A decision tool for assessing proposed QA projects in a research context. A decision tree to facilitate the classification of activities undertaken in genomics projects. The colored bar represents the spectrum between QA and research, with activities of uncertain type falling in the middle. The six criteria determining where a project falls are listed above the bar. Below each extreme of the spectrum, the flowchart indicates the appropriate level of ethics review, whereas the middle section proceeds to a second level of review. This step uses the criterion of risk level to divide projects between the use of exemption, expedited review, or administrative approval and the use of an independent ethics review.

The first step of the tool uses the six criteria discussed above (generalizability, risk, novelty, speed of implementation, methodology, and scope of involvement) to identify which projects clearly represent QA, which are clearly research, and which share characteristics of both. Generally, those which compare interventions between groups, extend biomedical knowledge, incur some risks to the participants, and produce generalizable results should fall on the research side. Those which aim at measuring and more immediately improving local performance with respect to a standard of quality, and have minimal risks and burdens, should fall on the QA side. Projects that exhibit overlap are then sorted based on whether they have low foreseeable risk and a favorable risk-benefit ratio (as in 6). In such cases, the amount of ethics oversight should correspond to the degree of actual, rather than hypothetical, risk to participants,70 independent of the project’s other characteristics. As complex projects of this type are more properly envisaged on a spectrum, this sorting is not meant to suggest that only binary classification is possible; it is only meant to indicate the appropriate level of ethics review.

Given the lack of policy uniformity on this topic, parts of this framework may be difficult to reconcile with some countries’ existing laws or ethics guidelines.

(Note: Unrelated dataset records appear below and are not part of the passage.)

PR #7487, opened 2026-07-16
fix(metrics): score ChrF against each reference for multiple references

chuenchen309:
## Details

`ChrF.score` accepts `reference: Union[str, Sequence[str]]` and builds a list of references, so multiple references are a documented, type-hinted feature. But the default NLTK backend passed that whole list straight to `nltk.translate.chrf_score.sentence_chrf(references, candidate)`, whose `reference` argument is a **single** reference string — not a list. NLTK misinterprets the list and returns a wrong score: a candidate identical to one of the references scored ~0.26 instead of 1.0 (even lower than scoring against that reference alone).

This scores the candidate against each reference separately and takes the best match — standard multi-reference chrF semantics (as in sacrebleu / HuggingFace `evaluate`). Single-reference scoring is unchanged, and the custom `chrf_fn` injection contract is preserved (it still receives the full references list).

- Before: `ChrF().score(output="hello world", reference=["completely different text here", "hello world"]).value` → `0.2552`
- After: → `1.0`

Verified against the real installed code before/after. Added `test_chrf_metric__multiple_references__scores_against_best_match` (the existing ChrF tests only covered single-reference and the custom-`chrf_fn` path, so the real multi-reference NLTK path was untested) — red before the fix, green after. Full ChrF test set: 3 passed. `ruff check` + `ruff format`: clean.

## Change checklist
- [x] User facing
- [ ] Documentation update

## Issues

- Resolves #

## AI-WATERMARK

AI-WATERMARK: yes

- Tools: Claude Code
- Model(s): Claude (Anthropic)
- Scope: Bug found via an AI-assisted review pass over `sdks/python/src/opik/evaluation/metrics/`; the fix and regression test were AI-drafted and then independently reproduced and verified (red-before/green-after against the real installed code, ruff clean) before submitting.

### DIFF
--- a/sdks/python/src/opik/evaluation/metrics/heuristics/chrf.py
+++ b/sdks/python/src/opik/evaluation/metrics/heuristics/chrf.py
@@ -85,11 +85,11 @@ class ChrF(BaseMetric):
                     " `pip install nltk` or provide `chrf_fn`."
                 )
 
-            def _compute(candidate: Sequence[str], references: Sequence[str]) -> float:
+            def _score_single(candidate: Sequence[str], reference: str) -> float:
                 try:
                     return float(
                         nltk_chrf_score.sentence_chrf(
-                            references,
+                            reference,
                             candidate,
                             max_len=self._char_order,
                             beta=self._beta,
@@ -98,7 +98,14 @@ class ChrF(BaseMetric):
                     )
                 except TypeError:
                     # Older NLTK versions expose the helper with fewer keyword arguments.
-                    return float(nltk_chrf_score.sentence_chrf(references, candidate))
+                    return float(nltk_chrf_score.sentence_chrf(reference, candidate))
+
+            def _compute(candidate: Sequence[str], references: Sequence[str]) -> float:
+                # NLTK's ``sentence_chrf`` supports only a single reference; passing
+                # a list of references makes it misinterpret the input and return a
+                # wrong score. For multiple references, score against each one and
+                # take the best match (standard multi-reference chrF semantics).
+                return max(_score_single(candidate, ref) for ref in references)
 
             self._chrf_fn = _compute
 
--- a/sdks/python/tests/unit/evaluation/metrics/test_heuristics.py
+++ b/sdks/python/tests/unit/evaluation/metrics/test_heuristics.py
@@ -525,6 +525,33 @@ def test_chrf_metric__char_order_and_ignore_whitespace_vary__change_score():
     assert order_1 != order_6
 
 
+def test_chrf_metric__multiple_references__scores_against_best_match():
+    # NLTK's sentence_chrf accepts only a single reference; passing the list of
+    # references straight through made it misinterpret the input and return a
+    # wrong score, even when the candidate exactly matched one reference. A
+    # candidate identical to any reference must score 1.0 (best-match semantics).
+    pytest.importorskip("nltk")
+
+    metric = ChrF(track=False)
+
+    match_second = metric.score(
+        output="hello world",
+        reference=["completely different text here", "hello world"],
+    ).value
+    match_first = metric.score(
+        output="hello world",
+        reference=["hello world", "completely different text here"],
+    ).value
+
+    assert match_second == pytest.approx(1.0)
+    assert match_first == pytest.approx(1.0)
+
+    # A perfect match against one reference must not score below matching that
+    # reference alone (the pre-fix bug returned a middling value here).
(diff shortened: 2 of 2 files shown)


feiiiiii5 (commented):
### The diagnosis is right — reproduced independently

Ran the exact call `ChrF.__init__` makes, against the real `nltk.translate.chrf_score` (`sentence_chrf(reference, hypothesis, min_len=1, max_len=6, beta=3.0, ignore_whitespace=True)`), with opik's own kwargs (`max_len=char_order`, `beta=beta`, `ignore_whitespace`).

| hypothesis | references | list passed (pre-fix) | per-reference max |
| --- | --- | --- | --- |
| `hello world` | `["completely different text here", "hello world"]` | **0.2552** | 1.0000 |
| `hello world` | `["hello world", "completely different text here"]` | **0.2552** | 1.0000 |
| `the cat sat on the mat` | `["a cat is sitting on a mat", "the cat sat on the mat"]` | 0.4865 | 1.0000 |
| `hello world today` | `["hello world", "goodbye moon"]` | 0.4620 | 0.8772 |
| `fast accurate answer` | `["quick precise reply", "rapid correct response", "fast answer"]` | 0.1799 | 0.5947 |

Your `0.2552` reproduces to four decimals, and note it is **reference-order independent** — so this is not a "wrong order of arguments" artefact, NLTK genuinely degrades on a list. For the priority question: the deflation is 0.41–0.74 absolute on the realistic rows, which is benchmark-poisoning magnitude for any multi-reference eval, not a cosmetic rounding issue.

### The "standard multi-reference chrF" claim checks out against another implementation

I compared `max(score per reference)` against `sacrebleu.sentence_chrf(hypothesis, references, char_order=6, word_order=0, beta=2, remove_whitespace=True)/100` on the same five inputs: **max |Δ| = 0.0017, mean |Δ| = 0.0006** (1.0000/1.0000, 1.0000/1.0000, 1.0000/1.0000, 0.8772/0.8790, 0.5947/0.5960). So best-match-per-reference is not just your convention — it agrees with an independent chrF implementation to <0.2%. That is the strongest argument for landing this.

### Why it has sat since 16 July, though: the same fix is open in #7925

While checking that no other PR touched these lines, I found **#7925** (created 2026-08-20, a month after yours) rewrites the same `_compute` into the same `return max(_score_single(candidate, reference) for reference in references)` shape, adds `test_chrf_metric__default_backend__scores_each_reference_separately` and `test_chrf_metric__multiple_references__scores_against_best_reference`, and also covers METEOR. The two cannot both merge — they edit the same lines of `heuristics/chrf.py`. Two differences that are yours to keep or fold in:

1. **The `except TypeError` fallback.** #7925 deletes it, arguing NLTK ≥3.4 has always accepted these keywords so a `TypeError` would now be a real bug being silently downgraded to a keyword-less call. Worth knowing before that decision is made: `nltk` is **unpinned** in this SDK (`sdks/python/tests/unit/test_requirements.txt:2` is a bare `nltk`, and it is an optional import in `chrf.py`), so no metadata supports a floor. Keeping the fallback (your version) costs nothing on current NLTK; removing it is a defensible strictness call but should be a stated decision, not a side effect of which PR lands.
2. **Type annotations.** #7925 changes the public alias `ChrFFn = Callable[[Sequence[str], Sequence[str]], float]` to `Callable[[str, Sequence[str]], float]`. That is correct — `score()` calls `self._chrf_fn(output_text, references)` with a `str` candidate — and your `_score_single(candidate: Sequence[str], ...)` inherits the same stale annotation. Not behaviour, but the alias is public, so whoever merges should carry that fix too.

### What I'd suggest to the maintainers

Both PRs are correct; yours is the smaller, single-defect diff and it is a month older, #7925 is broader and already has a thread going. Whichever is chosen, the other should be closed as a duplicate with the earlier author credited rather than re-reviewed — I have not asked anyone to do that here, just laid out the overlap so it is one decision instead of two.

Verification method, so this is reproducible: the table comes from calling NLTK's `sentence_chrf` directly in an isolated venv (Python 3.11.15, `nltk` 3.10.3, `sacrebleu` 2.6.0) with the same kwargs `ChrF.__init__` passes; the `nltk` unpinning is read from `sdks/python/tests/unit/test_requirements.txt:2` at this head. I did not run opik's own suite for this review — the numbers above are from the metric's underlying call, which is what the change is about. AI-assisted review; every figure comes from the commands named here.

aadereiko (approved):
Looks good on my end, thank you!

In these countries, and in those with insufficiently developed ethics frameworks, our tool and the broad approach it proposes could be used to help guide policy reform, promote normalization, and achieve greater international coherence on QA review.

Conclusion

Although many projects are clearly QA and should not be subjected to unnecessarily lengthy ethical review, others share aspects of both QA and human subject research. It can be difficult to place these activities clearly in either category, and categorizing them arbitrarily can result in a suboptimal level of protection or in excessively burdensome regulation for projects with little likelihood of harm.55 As members of the ICGC’s multidisciplinary EPC, we were recently confronted with several projects of this type. On the basis of an international comparative policy review and a scoping literature review, we decided to devise an assessment tool that could satisfy members of the consortium while helping international research groups, academic institutions and researchers meet their responsibilities for ethical review and oversight of these activities. Our proposed framework uses a two-step approach that enables investigators and policymakers to classify complex projects as research or QA using the traditional characteristics of both as well as the evaluation of the actual risk posed by more hybrid projects. Although projects will not necessarily need to be evaluated by a formally designated IRB, they will always require independent ethical debate regarding the risks involved and the protection of human participants.